Beyoncè just proved it possible. And it’s spoken with such honesty that it’s hard for even a bitter, logical butthole like myself to refute it in even the slightest way.

She opened up a new chapter in life.

Maybe it’s because each of her albums covered a phase of my life. I was a gapped tooth kid for Dangerously In Love. I was an overly confident brat for Bday. I was an awkward bloomer for I Am…Sasha Fierce. I was preparing to leave Nebraska for 4. And now I’m attempting to actualize my dreams for BEYONCÈ.

I thank her for being my soundtrack.

But I’m mad as hell that she just slid this mess at us like that.

I didn’t just need physical, mental, emotional, and spiritual preparation for that stuff – I needed financial preparation as well! THERE WAS NO PREPARATION!

I didn’t even get to change my clothes before I found out.

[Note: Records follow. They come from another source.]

PR #10510, opened 2026-09-02
curate: Add Platelet-type Bleeding Disorder 12 (MONDO:0011588, PTGS1)

### LINKED ISSUE #10502: Curate platelet-type bleeding disorder 12 (MONDO:0011588)
Curate a dismech entry for **platelet-type bleeding disorder 12** ([MONDO:0011588](https://monarchinitiative.org/MONDO:0011588)) — an inherited mild mucocutaneous bleeding disorder caused by deficiency of platelet prostaglandin-endoperoxide synthase 1 (cyclooxygenase-1, PTGS1), which blocks arachidonate conversion to thromboxane A2 and so impairs the amplification loop of platelet aggregation and secretion.

Preliminary read: this looks like a single disease. MONDO records no descendants for the term, and the phenotype is one conserved mechanism (loss of platelet COX-1 activity → absent thromboxane A2 → defective secondary aggregation and dense-granule release). It sits alongside the already-curated sibling platelet-function entries `Platelet-type_Bleeding_Disorder_8/18/20` and `Gray_Platelet_Syndrome`, and the `Inherited_Platelet_Function_Disorders` grouping already names BDPLT12 in its description text without an entry existing for it.

Stub: `stubs/Platelet-type_Bleeding_Disorder_12.yaml`

aleixpuigb:
New disorder entry for BDPLT12, platelet cyclooxygenase-1 deficiency (OMIM #605735), known clinically as the aspirin-like defect. The nickname is exact rather than loose: COX-1 is precisely the enzyme low-dose aspirin acetylates irreversibly, so a constitutional deficiency reproduces that pharmacology permanently in someone who has never taken any.

## The mechanism is anchored on enzymology, not genetics

That is deliberate, and it is where the evidence actually is. The 1996 biochemical study localised the block to one step with a bypass experiment, and the entry curates it as three evidence items on the node it establishes: arachidonate-induced aggregation and arachidonate-driven thromboxane production are both defective, while aggregation and thromboxane production driven by **exogenous prostaglandin H2** are normal. Everything downstream of COX-1 works; thromboxane synthase blots were normal in all three patients. The same study's western blots give two routes into that node — undetectable COX-1 protein in two patients, normal protein with impaired catalytic activity in the third — curated as two routes within one node rather than as two diseases.

Why the bleeding is mild follows from what thromboxane A2 is: an autocrine amplifier, not an initiator. Removing it does not stop a platelet adhering or aggregating to a strong agonist; it removes the positive feedback that consolidates a plug. So adhesion and ristocetin agglutination are preserved, and the aggregometry signature is an absent arachidonate response with a lost secondary wave and a tendency to disaggregate.

## Module conformance, and the arm it does *not* attach at

Conforms to `primary_hemostatic_plug_failure` at `#Impaired Platelet Activation, Granule Secretion, and Integrin Inside-Out Signalling`, which is the arm that module's own description assigns to cyclooxygenase-1 defects, plus the central plug-formation node and the mucocutaneous bleeding output.

It deliberately does **not** attach at the integrin αIIbβ3 aggregation arm, even though abnormal aggregometry is this disorder's diagnostic hallmark. That is the mistake the module explicitly warns against — almost every disorder in the series has abnormal aggregometry, because every upstream arm reads out through it — and what is preserved here is what keeps this entry off that arm.

- **No phenotype frequency.** The one quantified figure, bleeding symptoms in 25 of 34, comes from a cohort defined by an aggregometry threshold in children referred for suspected coagulation disorders, with relatives added by family testing. It describes an ascertained group, not the disease. It is recorded with its denominator in prose instead.
- **The 0.6% figure is a referral yield.** It is curated as a prevalence record whose `population` is stated as the paediatric referral group, with a note that the denominator is children already suspected of a coagulation disorder.
- **The genetic evidence is thinner than the biochemistry, and the entry says so.** Reported alleles are largely private, ClinVar holds no established recurrent pathogenic PTGS1 entry for this trait, and a `KNOWLEDGE_GAP` records that nobody has sequenced a biochemically defined cohort — so a clinician deciding whether a negative panel excludes the diagnosis has no denominator to reason from.
- Three mucocutaneous phenotypes are graded `directness: INDIRECT`, because the cohort study reports bleeding in aggregate without itemising it in the cached text.

Desmopressin is curated with direct rather than class-level evidence: the cited study found it normalised the bleeding time in a thromboxane synthesis defect and **not** in thrombasthenia or Bernard-Soulier syndrome, which makes it specific to where this lesion sits.

## Deep research

One openscientist run, committed with the entry. Worth flagging for anyone maintaining the research tooling: **the run exited non-zero after the report had already been produced.** Term validation hit a 5-second read timeout resolving `MeSH:C567786` against EBI OLS and aborted the recipe with exit code 3, ~18 minutes into a completed job. The report file survived; both validations were retrofitted in place with `just validate-research-reference` and `just validate-research-terms`, the latter succeeding on an immediate retry, which is what identifies it as a transient timeout rather than a real resolution failure. Reference validation: 10 of 10 resolved, 9 on topic.

`just preflight-dr` returned `SKIP` because MONDO records no causal gene for MONDO:0011588 and so the gene-identity check cannot discriminate. The manual fallback was applied and passes: OMIM 605735 matches, and PTGS1 is the top gene at 31 mentions.

## Validation

`just validate-disorders`, `just validate-terms`, `check-duplicate-keys`, `check-entity-refs`, `check-causal-targets`, `check-qualifier-terms`, `check-enum-values`, `check-environmental-evidence`, `check-empty-snippets`, `check-reference-titles`, `just validate-history` — all pass. 39 of 39 snippets verified against cached references.

Closes #10502

---

### DIFF
--- a/history/disorders/Platelet-type_Bleeding_Disorder_12/2026-09-02T085947Z-claude-code-f2cabc.yaml
+++ b/history/disorders/Platelet-type_Bleeding_Disorder_12/2026-09-02T085947Z-claude-code-f2cabc.yaml
@@ -1,0 +1,46 @@
+history_version: 1
+target:
+  kind: disorder
+  slug: Platelet-type_Bleeding_Disorder_12
+  path: kb/disorders/Platelet-type_Bleeding_Disorder_12.yaml
+session:
+  id: 2026-09-02T085947Z-claude-code-f2cabc
+  timestamp: '2026-09-02T08:59:47Z'
+  actors:
+  - type: ai_agent
+    name: claude-code
+    model: claude-opus-5
+    agent_tool: claude-code
+links:
+  issues:
+  - https://github.com/monarch-initiative/dismech/issues/10502
+  prs:
+  - https://github.com/monarch-initiative/dismech/pull/10510
+  urls: []
+events:
+- type: EDIT
+  outcome: changed
+  sections:
+  - biochemical
+  - treatments
+  - pathophysiology
+  - prevalence
+  - animal_models
+  - notes
+  summary: 'Review round 1: evidence regrading, biochemical section, prevalence normalization'
+  details: |
+    Response to the automated review on PR #10510 (four blocking items, six suggestions). All four blocking items addressed; five of six suggestions taken.
+
+    1. The mouse aggregation readout asserted direction: DECREASED while quoting the methods sentence describing how the mice were built. Verified the reviewer's claim: the results sentence is in the cache. Swapped. The methods sentence was not discarded - it moved to the link-level evidence, where a statement about how the model was constructed is what belongs.
+
+    2. The link evidence quoting the paper's framing statement about low-dose aspirin in people was graded MODEL_ORGANISM. Regraded OTHER with directness: INDIRECT. evidence_source classifies the study behind the quoted sentence, and that sentence is about human pharmacology, not the mouse work.
+
+    3. Added a biochemical: block for arachidonate-stimulated platelet thromboxane B2, with a DIAGNOSTIC readout on the thromboxane node and a reference_ranges entry carrying the 49-81 ng/3x10^8 platelet interval. The interval is explicitly annotated as a single 1996 laboratory's range rather than a consensus interval, because assay methods have changed. Urinary 11-dehydro-thromboxane B2 is named in block notes as the other confirmation route and explicitly not curated, since no cached reference states it for this disorder.
+
+    4. HP:0002584 gastrointestinal haemorrhage and HP:0005261 joint haemorrhage were not added. Checked all ten cached references: neither finding appears in any of them, so both would be uncitable. Argued out in notes with a second, independent reason for haemarthrosis specifically - joint bleeding is the signature of a coagulation-factor deficiency, and curating it in a disorder whose mechanism is failure of primary rather than secondary haemostasis would assert something this entry's own pathograph contradicts.
+
+    Suggestions taken: two PMID:33326144 background sentences regraded IN_VITRO to OTHER; rate_per_100000: 600.0 dropped and prevalence_class set to UNKNOWN, because normalizing a referral-cohort yield would be read downstream as a population prevalence and is wrong by orders of magnitude; the genetic_context block now states explicitly that its zygosity and functional-impact values describe the modal dominant allele class and not the recessive p.Trp322Ser allele cited in the same node; megakaryocyte CL:0000556 added to the COX-1 deficiency node; recombinant activated factor VIIa added as a treatment, flagged as the least directly supported of the four since its trial evidence is from Glanzmann thrombasthenia.
+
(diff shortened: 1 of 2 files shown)


aleixpuigb:
All four blocking items are in, pushed as 9930625, plus five of the six suggestions.

**1. Readout snippet swapped.** You were right — it quoted the methods sentence describing how the mice were built while asserting `direction: DECREASED`. The results sentence was already cached. I didn't discard the methods sentence: it moved up to the link-level evidence, where a statement about model construction is what belongs.

**2. Aspirin sentence regraded** to `OTHER` with `directness: INDIRECT`. It is the paper's framing about low-dose aspirin in people, not a result of its mouse work.

**3. `biochemical:` added** for arachidonate-stimulated platelet thromboxane B2, with a `DIAGNOSTIC` readout on the thromboxane node and the 49–81 ng interval as a `reference_ranges` entry. One caveat is written into the range's `notes`: it is one 1996 laboratory's reference interval, not a consensus one, and platelet thromboxane assays have changed since — so it should not be carried across to a modern result. Urinary 11-dehydro-thromboxane B2 is named in the block notes as the other confirmation route and explicitly **not** curated, since no cached reference states it for this disorder.

**4. HP:0002584 and HP:0005261 argued out rather than added,** which is the option you offered. Two reasons, and the second is the substantive one:

- Neither appears in any of the ten cached references. The HPO annotations are annotation records, not statements in a paper — the same reason the AFD entry declines to curate its HPO frequency table.
- **Haemarthrosis is mechanistically wrong for this disease**, not just uncited. Joint bleeding is the signature of a coagulation-factor deficiency. This disorder impairs amplification of the *primary* platelet plug, which gives mucocutaneous and post-procedural bleeding. Curating it would assert something this entry's own pathograph contradicts. You flagged that it "would be reasonable to argue it out" — I think it's more than reasonable, and if a source does turn up it should be curated with that tension stated rather than added silently.

**Suggestions taken:** background structural sentences regraded `IN_VITRO` → `OTHER`; megakaryocyte `CL:0000556` added; rFVIIa added and flagged as the least directly supported of the four treatments, since its evidence base within the class is Glanzmann thrombasthenia; `genetic_context` now states explicitly that its single zygosity and functional-impact values describe the modal dominant allele class and not the recessive p.Trp322Ser allele cited in the same node.

**On the prevalence rate — I took the stronger version of your suggestion.** `rate_per_100000: 600.0` is dropped entirely and `prevalence_class` is now `UNKNOWN`. Your point is exactly right: the normalized value would be consumed structurally as a population prevalence, and 600/100,000 for an ultra-rare disorder is wrong by orders of magnitude. The 0.6% figure and its referral denominator stay in `notes`, along with a line stating why no rate is set, so the next curator doesn't helpfully "fix" the missing field.

**Not taken:** congenital onset (`HP:0003577`). No cached reference states onset for this disorder — declined for the same reason as the two phenotypes above.

43/43 snippets verified, up from 39. `check-snippet-grading` re-run clean after the regrades.

---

We barely got any sleep that night before freezing to death for hours (hence the dying toe).

This morning I had to get up and go to work trying not to sing “iiiiiiiiiiii can’t WAAAAAIT TILL IIIII GET HOME SO YOU CAN TURN THAT CHERRY OUT!” like I don’t work in the children’s department of a clothing store. I didn’t have enough time during my 15 minute break to look at all the texts and tweets and Facebook messages and Instagram comments blowing up my phone about the mess that happened. I had to somehow explain to my parents what the concert was like and excuse myself for missing my Grandma’s calls (sorry Ma, but you sort of understand now – right?)

I haven’t even finished Christmas shopping and I’m already concerned about affording another concert trip next year – AND WHERE TO FIND $15.99+TAX FOR THE PHYSICAL ALBUM RELEASE! DANG BEY! YOU JUST GONNA SEND SOMEONE TO ME WITH A COPY OF THE ALBUM RIGHT AS I’M ABOUT TO GO TO THE BANK TO MAKE A DEPOSIT IN MY SAVINGS?? MY SAVINGS BEY?? THAT’S FOR MY LIFE!

Many people do not understand the love for this women and the music and the entire team that makes it  work the way it does – and I understand the ignorance. This excitement is completely illogical. It’s unnecessary. It’s expensive.

But life is short. And illogical. And unnecessary. And hella expensive.

This is the stuff that reminds you there are some things worth enjoying on this miserable planet.

So I’m gonna replay this album again and go back to working on the new blog design.